**WHAT IS REQUIRED:** Print every record word for word.

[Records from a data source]
PR #885, opened 2024-03-09
support volume mapping into the home of a container

maurerle:
It is supported in docker compose to have a volume mapping like `/foo:~/data` which should also be supported by podman compose.

This PR allows using this too.

### DIFF
--- a/podman_compose.py
+++ b/podman_compose.py
@@ -143,8 +143,9 @@ def parse_short_mount(mount_str, basedir):
     elif len(mount_a) == 2:
         mount_src, mount_dst = mount_a
         # dest must start with / like /foo:/var/lib/mysql
+        # or with ~ like /foo:~/data
         # otherwise it's option like /var/lib/mysql:rw
-        if not mount_dst.startswith("/"):
+        if not mount_dst.startswith("/") and not mount_dst.startswith("~") :
             mount_dst, mount_opt = mount_a
             mount_src = None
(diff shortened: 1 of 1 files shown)


p12tic:
@maurerle Thanks for the PR. Is tilde volume mapping specified in the compose spec? I couldn't find it.

p12tic (changes requested):
Thanks for the PR, it looks good.

This will need unit tests for the `parse_short_mount()` function. But before spending time on these let's wait for me to understand what part of compose spec or undocumented docker compose behavior we are dealing with.

maurerle:
I think that this is not documented here:
https://github.com/compose-spec/compose-spec/blob/master/07-volumes.md

It just says that the destination can be a part inside the docker container - so any valid unix path would be fine, including those starting with a tilde `~`
If it does not start with an absolute path - say plain `data`, `docker compose` says `invalid mount path: 'data' mount path must be absolute` - so ~ is interpreted as a valid absolute path..

p12tic:
OK, replicating undocumented behavior is fine. I was just concerned that this is documented in the spec but I can't find it.

maurerle:
I don't know what happened but somehow this does not work with docker compose either.. `~/data:rw': invalid mount config for type "bind": invalid mount path: '~/data' mount path must be absolute`
Weird - problem some wrong assumptions i had when testing before..
Sorry for that.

**ANSWER SPACE:**
PR #885, opened 2024-03-09
support volume mapping into the home of a container

maurerle:
It is supported in docker compose to have a volume mapping like `/foo:~/data` which should also be supported by podman compose.

This PR allows using this too.

### DIFF
--- a/podman_compose.py
+++ b/podman_compose.py
@@ -143,8 +143,9 @@ def parse_short_mount(mount_str, basedir):
     elif len(mount_a) == 2:
         mount_src, mount_dst = mount_a
         # dest must start with / like /foo:/var/lib/mysql
+        # or with ~ like /foo:~/data
         # otherwise it's option like /var/lib/mysql:rw
-        if not mount_dst.startswith("/"):
+        if not mount_dst.startswith("/") and not mount_dst.startswith("~") :
             mount_dst, mount_opt = mount_a
             mount_src = None
(diff shortened: 1 of 1 files shown)


p12tic:
@maurerle Thanks for the PR. Is tilde volume mapping specified in the compose spec? I couldn't find it.

p12tic (changes requested):
Thanks for the PR, it looks good.

This will need unit tests for the `parse_short_mount()` function. But before spending time on these let's wait for me to understand what part of compose spec or undocumented docker compose behavior we are dealing with.

maurerle:
I think that this is not documented here:
https://github.com/compose-spec/compose-spec/blob/master/07-volumes.md

It just says that the destination can be a part inside the docker container - so any valid unix path would be fine, including those starting with a tilde `~`
If it does not start with an absolute path - say plain `data`, `docker compose` says `invalid mount path: 'data' mount path must be absolute` - so ~ is interpreted as a valid absolute path..

p12tic:
OK, replicating undocumented behavior is fine. I was just concerned that this is documented in the spec but I can't find it.

maurerle:
I don't know what happened but somehow this does not work with docker compose either.. `~/data:rw': invalid mount config for type "bind": invalid mount path: '~/data' mount path must be absolute`
Weird - problem some wrong assumptions i had when testing before..
Sorry for that.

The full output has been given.